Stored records
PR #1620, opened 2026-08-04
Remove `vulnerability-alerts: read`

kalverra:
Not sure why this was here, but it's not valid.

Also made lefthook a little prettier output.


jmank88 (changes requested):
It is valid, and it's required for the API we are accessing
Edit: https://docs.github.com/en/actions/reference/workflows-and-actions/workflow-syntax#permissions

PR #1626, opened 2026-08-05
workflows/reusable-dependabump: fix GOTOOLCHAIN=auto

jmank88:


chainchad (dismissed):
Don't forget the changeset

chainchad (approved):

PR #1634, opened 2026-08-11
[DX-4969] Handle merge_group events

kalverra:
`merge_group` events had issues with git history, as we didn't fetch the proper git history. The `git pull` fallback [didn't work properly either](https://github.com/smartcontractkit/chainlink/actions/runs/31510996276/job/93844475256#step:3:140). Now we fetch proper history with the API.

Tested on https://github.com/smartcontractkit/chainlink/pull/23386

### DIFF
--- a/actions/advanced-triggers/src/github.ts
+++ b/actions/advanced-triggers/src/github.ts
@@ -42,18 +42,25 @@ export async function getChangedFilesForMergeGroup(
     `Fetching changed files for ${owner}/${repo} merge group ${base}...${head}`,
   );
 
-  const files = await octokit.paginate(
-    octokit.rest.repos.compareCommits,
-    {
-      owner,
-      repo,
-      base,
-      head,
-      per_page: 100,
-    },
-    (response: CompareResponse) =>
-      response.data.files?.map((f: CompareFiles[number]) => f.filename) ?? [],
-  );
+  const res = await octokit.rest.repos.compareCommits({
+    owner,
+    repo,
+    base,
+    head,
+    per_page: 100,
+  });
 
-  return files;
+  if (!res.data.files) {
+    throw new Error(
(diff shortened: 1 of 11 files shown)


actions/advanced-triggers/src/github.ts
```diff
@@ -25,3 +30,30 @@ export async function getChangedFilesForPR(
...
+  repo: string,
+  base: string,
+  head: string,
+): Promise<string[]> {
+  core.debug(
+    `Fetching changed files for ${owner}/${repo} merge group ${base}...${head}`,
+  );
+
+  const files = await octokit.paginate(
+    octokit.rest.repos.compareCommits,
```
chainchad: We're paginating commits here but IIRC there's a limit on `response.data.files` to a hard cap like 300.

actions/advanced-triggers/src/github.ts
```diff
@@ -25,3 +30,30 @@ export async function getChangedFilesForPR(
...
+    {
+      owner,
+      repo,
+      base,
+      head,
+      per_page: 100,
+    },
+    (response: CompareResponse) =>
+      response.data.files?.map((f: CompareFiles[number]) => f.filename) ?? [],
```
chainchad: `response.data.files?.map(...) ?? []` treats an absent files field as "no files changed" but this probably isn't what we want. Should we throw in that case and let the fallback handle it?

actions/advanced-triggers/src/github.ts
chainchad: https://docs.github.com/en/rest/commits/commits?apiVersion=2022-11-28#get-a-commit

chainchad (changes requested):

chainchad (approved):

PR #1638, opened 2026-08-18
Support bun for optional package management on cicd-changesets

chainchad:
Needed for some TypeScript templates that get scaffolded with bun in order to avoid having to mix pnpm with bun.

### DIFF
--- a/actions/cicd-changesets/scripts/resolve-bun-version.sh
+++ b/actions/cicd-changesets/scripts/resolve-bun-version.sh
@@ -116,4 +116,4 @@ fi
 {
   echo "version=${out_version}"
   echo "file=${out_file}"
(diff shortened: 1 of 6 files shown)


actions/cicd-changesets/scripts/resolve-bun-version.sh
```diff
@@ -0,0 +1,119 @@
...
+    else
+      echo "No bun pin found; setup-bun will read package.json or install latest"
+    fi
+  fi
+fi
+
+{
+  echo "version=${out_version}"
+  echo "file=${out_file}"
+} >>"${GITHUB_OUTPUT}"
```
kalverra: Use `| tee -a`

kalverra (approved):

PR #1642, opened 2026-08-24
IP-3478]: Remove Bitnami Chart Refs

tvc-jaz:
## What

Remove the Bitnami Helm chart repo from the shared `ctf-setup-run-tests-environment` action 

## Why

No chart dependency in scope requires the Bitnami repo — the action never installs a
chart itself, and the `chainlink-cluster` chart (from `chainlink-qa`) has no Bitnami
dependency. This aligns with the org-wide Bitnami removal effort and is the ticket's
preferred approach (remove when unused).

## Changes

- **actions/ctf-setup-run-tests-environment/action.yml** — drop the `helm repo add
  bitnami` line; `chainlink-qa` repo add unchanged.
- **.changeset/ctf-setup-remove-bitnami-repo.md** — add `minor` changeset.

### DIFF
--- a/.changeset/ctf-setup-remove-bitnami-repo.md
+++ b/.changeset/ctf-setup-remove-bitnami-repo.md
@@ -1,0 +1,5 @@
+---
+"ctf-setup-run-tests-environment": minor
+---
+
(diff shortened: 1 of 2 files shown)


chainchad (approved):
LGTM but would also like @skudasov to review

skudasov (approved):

Brief
Output every entry exactly as it appears.

Answer section
PR #1620, opened 2026-08-04
Remove `vulnerability-alerts: read`

kalverra:
Not sure why this was here, but it's not valid.

Also made lefthook a little prettier output.


jmank88 (changes requested):
It is valid, and it's required for the API we are accessing
Edit: https://docs.github.com/en/actions/reference/workflows-and-actions/workflow-syntax#permissions

PR #1626, opened 2026-08-05
workflows/reusable-dependabump: fix GOTOOLCHAIN=auto

jmank88:


chainchad (dismissed):
Don't forget the changeset

chainchad (approved):

PR #1634, opened 2026-08-11
[DX-4969] Handle merge_group events

kalverra:
`merge_group` events had issues with git history, as we didn't fetch the proper git history. The `git pull` fallback [didn't work properly either](https://github.com/smartcontractkit/chainlink/actions/runs/31510996276/job/93844475256#step:3:140). Now we fetch proper history with the API.

Tested on https://github.com/smartcontractkit/chainlink/pull/23386

### DIFF
--- a/actions/advanced-triggers/src/github.ts
+++ b/actions/advanced-triggers/src/github.ts
@@ -42,18 +42,25 @@ export async function getChangedFilesForMergeGroup(
     `Fetching changed files for ${owner}/${repo} merge group ${base}...${head}`,
   );
 
-  const files = await octokit.paginate(
-    octokit.rest.repos.compareCommits,
-    {
-      owner,
-      repo,
-      base,
-      head,
-      per_page: 100,
-    },
-    (response: CompareResponse) =>
-      response.data.files?.map((f: CompareFiles[number]) => f.filename) ?? [],
-  );
+  const res = await octokit.rest.repos.compareCommits({
+    owner,
+    repo,
+    base,
+    head,
+    per_page: 100,
+  });
 
-  return files;
+  if (!res.data.files) {
+    throw new Error(
(diff shortened: 1 of 11 files shown)


actions/advanced-triggers/src/github.ts
```diff
@@ -25,3 +30,30 @@ export async function getChangedFilesForPR(
...
+  repo: string,
+  base: string,
+  head: string,
+): Promise<string[]> {
+  core.debug(
+    `Fetching changed files for ${owner}/${repo} merge group ${base}...${head}`,
+  );
+
+  const files = await octokit.paginate(
+    octokit.rest.repos.compareCommits,
```
chainchad: We're paginating commits here but IIRC there's a limit on `response.data.files` to a hard cap like 300.

actions/advanced-triggers/src/github.ts
```diff
@@ -25,3 +30,30 @@ export async function getChangedFilesForPR(
...
+    {
+      owner,
+      repo,
+      base,
+      head,
+      per_page: 100,
+    },
+    (response: CompareResponse) =>
+      response.data.files?.map((f: CompareFiles[number]) => f.filename) ?? [],
```
chainchad: `response.data.files?.map(...) ?? []` treats an absent files field as "no files changed" but this probably isn't what we want. Should we throw in that case and let the fallback handle it?

actions/advanced-triggers/src/github.ts
chainchad: https://docs.github.com/en/rest/commits/commits?apiVersion=2022-11-28#get-a-commit

chainchad (changes requested):

chainchad (approved):

PR #1638, opened 2026-08-18
Support bun for optional package management on cicd-changesets

chainchad:
Needed for some TypeScript templates that get scaffolded with bun in order to avoid having to mix pnpm with bun.

### DIFF
--- a/actions/cicd-changesets/scripts/resolve-bun-version.sh
+++ b/actions/cicd-changesets/scripts/resolve-bun-version.sh
@@ -116,4 +116,4 @@ fi
 {
   echo "version=${out_version}"
   echo "file=${out_file}"
(diff shortened: 1 of 6 files shown)


actions/cicd-changesets/scripts/resolve-bun-version.sh
```diff
@@ -0,0 +1,119 @@
...
+    else
+      echo "No bun pin found; setup-bun will read package.json or install latest"
+    fi
+  fi
+fi
+
+{
+  echo "version=${out_version}"
+  echo "file=${out_file}"
+} >>"${GITHUB_OUTPUT}"
```
kalverra: Use `| tee -a`

kalverra (approved):

PR #1642, opened 2026-08-24
IP-3478]: Remove Bitnami Chart Refs

tvc-jaz:
## What

Remove the Bitnami Helm chart repo from the shared `ctf-setup-run-tests-environment` action 

## Why

No chart dependency in scope requires the Bitnami repo — the action never installs a
chart itself, and the `chainlink-cluster` chart (from `chainlink-qa`) has no Bitnami
dependency. This aligns with the org-wide Bitnami removal effort and is the ticket's
preferred approach (remove when unused).

## Changes

- **actions/ctf-setup-run-tests-environment/action.yml** — drop the `helm repo add
  bitnami` line; `chainlink-qa` repo add unchanged.
- **.changeset/ctf-setup-remove-bitnami-repo.md** — add `minor` changeset.

### DIFF
--- a/.changeset/ctf-setup-remove-bitnami-repo.md
+++ b/.changeset/ctf-setup-remove-bitnami-repo.md
@@ -1,0 +1,5 @@
+---
+"ctf-setup-run-tests-environment": minor
+---
+
(diff shortened: 1 of 2 files shown)


chainchad (approved):
LGTM but would also like @skudasov to review

skudasov (approved):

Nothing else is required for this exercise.